Ketua MPR: Kalau NU Kuat, Indonesia Akan Kuat

Ketua MPR: Kalau NU Kuat, Indonesia Akan Kuat

Kurniawan Fadilah - detikNews
Sabtu, 31 Jan 2026 12:50 WIB
Ketua MPR: Kalau NU Kuat, Indonesia Akan Kuat
Ketua MPR Ahmaz Muzani di harlah ke-100 NU di Istora Senayan. (Kurniawan/detikcom)
Jakarta -

Ketua MPR RI, Ahmad Muzani, memberikan sambutannya dalam puncak perayaan harlah ke-100 tahun Masehi Nahdlatul Ulama (NU). Dalam sambutannya, Muzani meminta agar NU perlu menjadi kuat karena negara membutuhkan hal itu.

"Negara perlu NU kuat. Negara perlu NU kuat. Kenapa negara perlu NU kuat? Kalau NU kuat, Indonesia akan kuat. Bagaimana caranya NU kuat? NU kuat itu apabila jam'iyah NU itu kuat makan. NU kuat itu apabila jamaah NU itu sehat. NU kuat itu apabila jemaah NU itu kenyang. NU kuat itu apabila jemaah NU itu ada pekerjaan. NU kuat itu apabila jamaah NU itu dompetnya tebal," tutur Muzani di Istora Senayan, Jakarta Pusat, Sabtu (31/1/2026).

SCROLL TO CONTINUE WITH CONTENT

Muzani menyampaikan Indonesia akan kuat apabila rakyatnya sehat badan dan pikiran, rakyatnya bekerja, dan rakyatnya cerdas. Dia menyebut, selama ini NU pun selalu menampilkan kekuatan tersebut melalui doa-doa yang dipanjatkan.
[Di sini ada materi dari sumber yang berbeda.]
Issue #2309, opened 2016-03-04
Visual design of login screen


davecranwell:
On any decent-resolution monitor, both the following look a bit ridiculous. Compared to our competitors It's certainly eye-catching in an unusual way, but I don't feel it's an attractive first impression to make.

![screen shot 2016-03-04 at 10 02 36](https://cloud.githubusercontent.com/assets/352835/13523935/43a776da-e1f0-11e5-94a4-e5bddd389519.png)
![screen shot 2016-03-04 at 10 02 41](https://cloud.githubusercontent.com/assets/352835/13523936/43bf7d70-e1f0-11e5-9dba-78202ced91cf.png)

A brief skim of any "Design Inspiration" site indicates a fad of centralised boxes with giant shadows and background textures e.g  http://collectui.com/challenges/sign-up  

I'm keen to _avoid_ an approach which dates quickly, so I'm not suggesting we jump blindly onto the bandwagons illustrated above, but there are qualities in all these examples which I feel wagtail shares, which our login screen doesn't convey.

heymonkeyriot:
Agree with this, and I think this ties in with lots of other ongoing conversations within these issues at the moment. There's clearly a few things that we can improve within the UI. Some already raised as issues here on Github e.g. where to locate help text, how to articulate the explorer and how to amend StreamField; and others not, such as the offline conversations happening around the dashboard

Having said that I'm not sure about any of the examples shared from collectui though. I think they're going to get in the way of the users logging in and get in the way of developers wanting to extend that login area if it ever needs to be closer to their client's branding.

My personal feeling is that Github, Squarespace, Wordpress et al have good login patterns to use as inspiration. They're all simple screens that do their best to not get in the way of the user task. One of the things, for example, that Wordpress does well is how easy it is to 'brand' the login screen as a developer.

With that in mind some thoughts are below for discussion. Beyond styling, there's some slight structural change to the existing template: the sitename is being printed, the user and password icons have been removed, input placeholders (e.g. `enter your username`) have been removed, the Wagtail logo has been introduced and been placed under the signin button

#### 1. Sign-in {site name}
![_0003_login - idea 3 2x](https://cloud.githubusercontent.com/assets/11335309/13554336/14321d02-e39d-11e5-95c7-19e47a85e760.jpg)

![_0004_login - idea 4 2x](https://cloud.githubusercontent.com/assets/11335309/13554335/1431db44-e39d-11e5-85e1-cb7e5788288c.jpg)
[...]

PR #4379, opened 2018-03-15
Improve password reset error messages - fix #4097

### LINKED ISSUE #4097: Password reset reports 'passwords do not match' for any kind of invalidity
### Issue Summary

When entering a password that breaks validation rules (e.g. too short) on the password reset workflow, the error message is always "The passwords do not match. Please try again." regardless of the actual validation error.

### Steps to Reproduce

1. Bring up bakerydemo (or any other project with `AUTH_PASSWORD_VALIDATORS` configured)
2. Visit /admin, click 'Forgotten it?' and enter a user's email (e.g. admin@example.com)
3. Follow the link in the email, and enter `a` as the password in both fields

Expected: An error message saying that the password is too short
Actual: An error message saying "The passwords do not match. Please try again."

### Technical details

* Python version: 3.5.2
* Django version: 1.11.8
* Wagtail version: 2.0a1

lucasmoeskops:
Fixes #4097

The error messages are coming from django and are bound to fields (e.g. 'This field is required'). Therefor I put them next to the fields. 

Together with @jjanssen we came to this style, although she mentions that the general style for these forms should be improved soon.
issue-4097

### DIFF
--- a/wagtail/admin/templates/wagtailadmin/account/password_reset/confirm.html
+++ b/wagtail/admin/templates/wagtailadmin/account/password_reset/confirm.html
@@ -4,46 +4,46 @@
 {% block bodyclass %}login{% endblock %}
 
 {% block extra_css %}
-{{ block.super }}
+    {{ block.super }}
 
-<link rel="stylesheet" href="{% static 'wagtailadmin/css/layouts/login.css' %}" type="text/css" />
+    <link rel="stylesheet" href="{% static 'wagtailadmin/css/layouts/login.css' %}" type="text/css" />
 {% endblock %}
 
 {% block furniture %}
-<div class="content-wrapper">
+    <div class="content-wrapper">
 
-    {% if form.errors %}
-    <div class="messages">
-        <ul>
+      {% if form.errors %}
+        <div class="messages">
+          <ul>
             <li class="error">{% trans 'Password reset failed. Please see the errors below.' %}</li>
-        </ul>
-        {{ form.non_field_errors }}
+          </ul>
+          {{ form.non_field_errors }}
+        </div>
+      {% endif %}
+
+        <form method="post" novalidate>
+            {% csrf_token %}
+            <h1>{% trans "Set your new password" %}</h1>
+
+            <ul class="fields">
+                <li>
+                  <div class="field">
+                      {{ form.new_password1.label_tag }}
+                      {{ form.new_password1 }}
+                      {{ form.errors.new_password1 }}
+                  </div>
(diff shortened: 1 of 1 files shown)


thibaudcolas:
👏 @lucasmoeskops could you briefly mention in what browsers you tried this?

See #2309 for the related design changes. @tmsndrs do you think we should proceed with this before #2309, or wait?

jjanssen:
To give a little insight in the changes Lucas and I made. We explicitly decided to go for a more compact error message on this page for now. Since the regular error message is a bit intimidating when multiple validation errors occur (with the possibility of even 3 errors). 

See the following example which has 2 validation errors on the password level:
image

Too weigh in: although it causes a bit of an inconsistent error message (compared to other flows), I think this would an appropriate change for the time being. Especially since we don't have an exact timeline for the related design changes to the login / password flow.

wagtail/admin/templates/wagtailadmin/account/password_reset/confirm.html
```diff
@@ -12,30 +12,32 @@
...
             <ul class="fields">
                 <li>
-                  <div class="field">
-                      {{ form.new_password1.label_tag }}
-                      {{ form.new_password1 }}
-                  </div>
+                    <div class="field">
+                        {{ form.new_password1.label_tag }}
+                        {{ form.new_password1 }}
+                        <div class="help-block help-critical">
```
jjanssen: This would need an if statement to prevent parsing empty errors.

wagtail/admin/templates/wagtailadmin/account/password_reset/confirm.html
```diff
@@ -12,30 +12,32 @@
...
                 </li>
                 <li>
-                  <div class="field">
-                      {{ form.new_password2.label_tag }}
-                      {{ form.new_password2 }}
-                  </div>
+                    <div class="field">
+                        {{ form.new_password2.label_tag }}
+                        {{ form.new_password2 }}
+                        <div class="help-block help-critical">
```
jjanssen: This would need an if statement to prevent parsing empty errors.

gasman:
+1 for going ahead with this fix rather than waiting for #2309. An odd-looking but correct error message is better than one that's flat-out wrong :-)

lucasmoeskops:
Tested it in the latest versions of Chrome, Firefox and Safari and looks as expected there.

jjanssen:
Thanks! 🎉Merged with f7b0b69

"Dan itulah yang dimaksud saya kira dengan doa kita, Rabbana atina fiddunya hasanah wa fil akhiroti hasanah. Dunianya hasanah, akhiratnya hasanah. Itulah yang dikejar, yang diajarkan oleh para ulama kita, kiai-kiai kita, guru-guru kita, nyai-nyai kita di berbagai macam pondok pesantren," jelas Muzani.

"Mudah-mudahan ini adalah bagian dari NU terus memberikan pengabdian kepada bangsa dan negara, dan jangan bosan memberi pengabdian kepada negara," sambungnya.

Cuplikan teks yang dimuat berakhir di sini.